Starting from the line that contains "settings are gone.", output every remaining line of the records below exactly as it appears, that line and the last one included.
★ ★ ★ ★ ★
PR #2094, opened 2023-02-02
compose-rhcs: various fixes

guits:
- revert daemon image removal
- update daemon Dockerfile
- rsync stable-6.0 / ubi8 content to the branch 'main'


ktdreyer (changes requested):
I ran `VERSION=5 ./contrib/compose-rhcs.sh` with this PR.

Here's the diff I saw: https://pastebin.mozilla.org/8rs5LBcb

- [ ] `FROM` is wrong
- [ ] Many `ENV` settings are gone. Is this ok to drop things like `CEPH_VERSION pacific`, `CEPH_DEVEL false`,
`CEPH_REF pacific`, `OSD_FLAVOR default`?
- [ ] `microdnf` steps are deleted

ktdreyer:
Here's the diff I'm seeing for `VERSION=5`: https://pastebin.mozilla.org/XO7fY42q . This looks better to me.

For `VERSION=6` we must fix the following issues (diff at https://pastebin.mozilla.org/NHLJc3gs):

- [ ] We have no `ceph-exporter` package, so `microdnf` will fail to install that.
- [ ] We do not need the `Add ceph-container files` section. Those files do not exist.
★ ★ ★ ★ ★
**OUTPUT OF THE TASK**
- [ ] Many `ENV` settings are gone. Is this ok to drop things like `CEPH_VERSION pacific`, `CEPH_DEVEL false`,
`CEPH_REF pacific`, `OSD_FLAVOR default`?
- [ ] `microdnf` steps are deleted

ktdreyer:
Here's the diff I'm seeing for `VERSION=5`: https://pastebin.mozilla.org/XO7fY42q . This looks better to me.

For `VERSION=6` we must fix the following issues (diff at https://pastebin.mozilla.org/NHLJc3gs):

- [ ] We have no `ceph-exporter` package, so `microdnf` will fail to install that.
- [ ] We do not need the `Add ceph-container files` section. Those files do not exist.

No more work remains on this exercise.